An examination of agricultural data (IGBE) over the past several decades in BDJ reveals several noteworthy trends. Area planted to corn and cassava (the main food and forage crops) has declined significantly in BDJ since 1990 (Figure S1). Although productivity (yield) has increased slightly over that time (overall production has remained essentially constant), these trends diverge from Bahía as a whole. Across the state, cassava area has remained fairly constant, with productivity rising slightly (similar to BDJ), but corn productivity in the state has increased dramatically (Figure S1b). (Unfortunately, comprehensive crop production at the municipality level data do not exist prior to 1990.)

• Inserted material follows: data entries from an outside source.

PR #755, opened 2019-09-27
Update dockerfile

jackmaloney:


Dockerfile
```diff
@@ -1,15 +1,9 @@
-ARG APP_INSIGHTS_AGENT_VERSION=2.5.0-BETA.5
+ARG APP_INSIGHTS_AGENT_VERSION=2.3.1
```
timja:
```suggestion
ARG APP_INSIGHTS_AGENT_VERSION=2.5.0
```

timja: should also update this:
https://github.com/hmcts/sscs-tribunals-case-api/blob/master/build.gradle#L196
to 5.1.0 not that there's anything different in there, don't think there's any code changes but good to get off RC versions

PR #769, opened 2019-10-04
Sscs 6730 fix null

chrisdavecm:
https://tools.hmcts.net/jira/browse/SSCS-6730

### Change description ###

```
[ ] Yes
[x] No
```


jackmaloney:
But do we know why this is throwing a NPE. A case should always have a benefit code, so maybe this PR is just masking some other issue?

PR #773, opened 2019-10-08
SSCS-6664 Handle issue decision event

jackmaloney:
https://tools.hmcts.net/jira/browse/SSCS-6664


src/main/java/uk/gov/hmcts/reform/sscs/ccd/presubmit/decisionissued/DecisionIssuedAboutToSubmitHandler.java
```diff
@@ -0,0 +1,78 @@
...
+                    .documentType(DocumentType.DECISION_NOTICE.getValue())
+                    .build();
+
+            caseData.setSscsInterlocDecisionDocument(document);
+        }
+        saveToHistory(caseData);
+        clearTransientFields(caseData);
+
+        if (caseData.getDecisionType() != null && caseData.getDecisionType().equals(STRIKE_OUT.getValue())) {
+            caseData.setOutcome("nonCompliantAppealStruckout");
```
ryandac: These magic string do look a bit odd. Not sure what to do about it - probably leave it as it is. It might be better served as an enum like the decisionType would be, but that would involve the headache of changing sscs-common code.

PR #789, opened 2019-10-21
Feature/sscs 6759 send to admin

iguannago:
https://tools.hmcts.net/jira/browse/SSCS-6759


ryandac:
Don't forget to remove the output.pdf file 😃

PR #808, opened 2019-10-25
Found a library that converts tiff images. 

ryandac:
Found a library that converts tiff images.
Tiff's are not supported by default, but will be in Java 9.


jackmaloney:
Approved but guess you might want to remove the output.pdf file

ryandac:
Closing this PR.

PR #812, opened 2019-10-28
Task/sscs 6808

iguannago:
SSCS-6808


charts/sscs-tribunals-api/values.yaml
```diff
@@ -50,4 +50,5 @@ java:
     DOCUMENT_MANAGEMENT_URL: "http://dm-store-{{ .Values.global.environment }}.service.core-compute-{{ .Values.global.environment }}.internal"
     IDAM_S2S_AUTH: "http://rpe-service-auth-provider-{{ .Values.global.environment }}.service.core-compute-{{ .Values.global.environment }}.internal"
     IDAM_API_URL: https://idam-api.{{ .Values.global.environment }}.platform.hmcts.net
-    ISSUE_FURTHER_EVIDENCE_ENABLED: "false"
\ No newline at end of file
+    ISSUE_FURTHER_EVIDENCE_ENABLED: "false"
+    READY_TO_LIST_OFFICES: ""
```
jackmaloney: I think the proper way to do this is to put `DWP PIP (3)` here. And then in cnp-flux-config set the prod value for this config value to empty. And then merge the prod config before you merge this PR

PR #832, opened 2019-11-06
Feature/sscs 5955 action further evidence intermediate interloc review

iguannago:
https://tools.hmcts.net/jira/browse/SSCS-5955


src/main/java/uk/gov/hmcts/reform/sscs/ccd/presubmit/actionfurtherevidence/ActionFurtherEvidenceSubmittedCallbackHandler.java
```diff
@@ -32,31 +40,32 @@ public ActionFurtherEvidenceSubmittedCallbackHandler(CcdService ccdService, Idam
...
         requireNonNull(callback, "callback must not be null");
         requireNonNull(callbackType, "callbackType must not be null");
+        DynamicList furtherEvidenceAction = callback.getCaseDetails().getCaseData().getFurtherEvidenceAction();
         return callbackType.equals(CallbackType.SUBMITTED)
-                && callback.getEvent().equals(EventType.ACTION_FURTHER_EVIDENCE)
-                && (isInformationReceivedForInterlocType(callback.getCaseDetails().getCaseData().getFurtherEvidenceAction(), INFORMATION_RECEIVED_FOR_INTERLOC_JUDGE)
-                || isInformationReceivedForInterlocType(callback.getCaseDetails().getCaseData().getFurtherEvidenceAction(), INFORMATION_RECEIVED_FOR_INTERLOC_TCW)
-                || isIssueToAllParties(callback.getCaseDetails().getCaseData().getFurtherEvidenceAction()));
+            && callback.getEvent().equals(EventType.ACTION_FURTHER_EVIDENCE)
+            && furtherEvidenceActionOptionValidation(furtherEvidenceAction);
```
jackmaloney: What is the point of this `furtherEvidenceActionOptionValidation`? Doesn't that include every option and so it will always be true?

iguannago: If we assume that this submitted callback handler is always called after the about to submit callback, then yes, that furtherEvidenceActionOptionValidation field SHOULD always contain a valid option. However, that is the assumption or we can also call it, the happy path, ritht? 

However, what if someone adds more options intentionally or unintentionally (by mistake)? This check is ensuring the data coming is valid or as expected before carrying on

PR #864, opened 2019-11-27
SSCS-6950

iguannago:
https://tools.hmcts.net/jira/browse/SSCS-6950


iguannago:
no needed anymore since it's in master already

PR #881, opened 2019-12-17
Feature/sscs 6587

iguannago:
https://tools.hmcts.net/jira/browse/SSCS-6587


src/main/java/uk/gov/hmcts/reform/sscs/service/SubmitAppealService.java
```diff
@@ -122,8 +118,10 @@ private void postCreateCaseInCcdProcess(SscsCaseData caseData,
         }
     }
 
-    SscsCaseData prepareCaseForCcd(SyaCaseWrapper appeal, String postcode) {
-        RegionalProcessingCenter rpc = regionalProcessingCenterService.getByPostcode(postcode);
+    SscsCaseData convertAppealToSscsCaseData(SyaCaseWrapper appeal) {
+        String firstHalfOfPostcode = regionalProcessingCenterService
+            .getFirstHalfOfPostcode(appeal.getContactDetails().getPostCode());
```
srochani: Some UK postcode has 4 first half. Examples of postcodes are "SW1W 0NY", "PO16 7GZ"

iguannago: I haven't changed that. I just only moved the getFirstHalfOfPostcode method to a different method where it is actually needed and therefore it makes more sense to for this method to live. 
I haven't changed at all the way we handle the postcodes etc.

PR #938, opened 2020-02-19
Add log statement before hitting bundling service

jackmaloney:


src/main/resources/config/application-local.properties
```diff
@@ -2,12 +2,12 @@
 spring.profiles=local
 
 # LOGGING
-logging.level.root=DEBUG
-logging.level.org.springframework.web=${LOG_LEVEL_SPRING_WEB:debug}
-logging.level.uk.gov.hmcts.reform.sscs=${LOG_LEVEL_SSCS:debug}
-logging.level.uk.gov.hmcts.reform.sscs.idam.IdamApiClient=DEBUG
-logging.level.uk.gov.hmcts.reform.ccd.client.CoreCaseDataApi=DEBUG
-logging.level.uk.gov.hmcts.reform.ccd.document.EvidenceMetadataDownloadClientApi=DEBUG
+logging.level.root=INFO
```
iguannago: this is a local profile to turn ON the debug mode and only for development and local usage. If you turn OFF the debug mode then it does not make sense to keep this profile.

jackmaloney: This profile now has the bundling url so needs to always be run locally like this.

PR #946, opened 2020-02-24
SSCS-7123 Prevent DD case code

jackmaloney:
https://tools.hmcts.net/jira/browse/SSCS-7123


srochani:
You have to change in CaseCodeService class for default issue code from DD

These two trends—extensification of dairy production (increase in the number of cattle) without milk productivity growth, and decline in forage crop production per cow—have led to large-scale changes in land cover in BDJ. Data from a recent study by Meiyappan and Jain (2012) shows clearly that from 1962 to 2005, there has been a conversion from native Caatinga shrubland to pastureland in the region as well as in most of the Sertão (Fig. 4). A more detailed spatial analysis study has shown that only 14 % of the caatinga remains in BDJ due to rapid conversion to pasture (Cunha 2012). Perhaps most perversely, this land cover change and degradation—driven in part by rainfall constraints on forage crops—further aggravates the localized effects of global climate change through negative impacts on the water cycle. First, deforestation reduces the recharge of subterranean water systems because vegetation and its root systems, when present, help with the retention and infiltration of the water into the soil, diminishing runoff. Second, increased runoff means increased soil erosion, diminishing soil fertility. Lastly, the reduction of local vegetation reduces the only significant source of local humidity in the region, diminishing the rate of precipitation. Pastoralists are thus locked at present in a vicious cycle of environmental degradation, with desperate need for sustainable adaptation strategies.

Fig. 4
figure 4

Land use and vulnerability. Land-use change in Brazil and BDJ. In the Sertão, much native Caatinga landscape has been converted to pastureland, driven by increased reliance on milk production for livelihoods. This deforestation exacerbates regional climate and low productivity problems. Data from Meiyappan and Jain (2012)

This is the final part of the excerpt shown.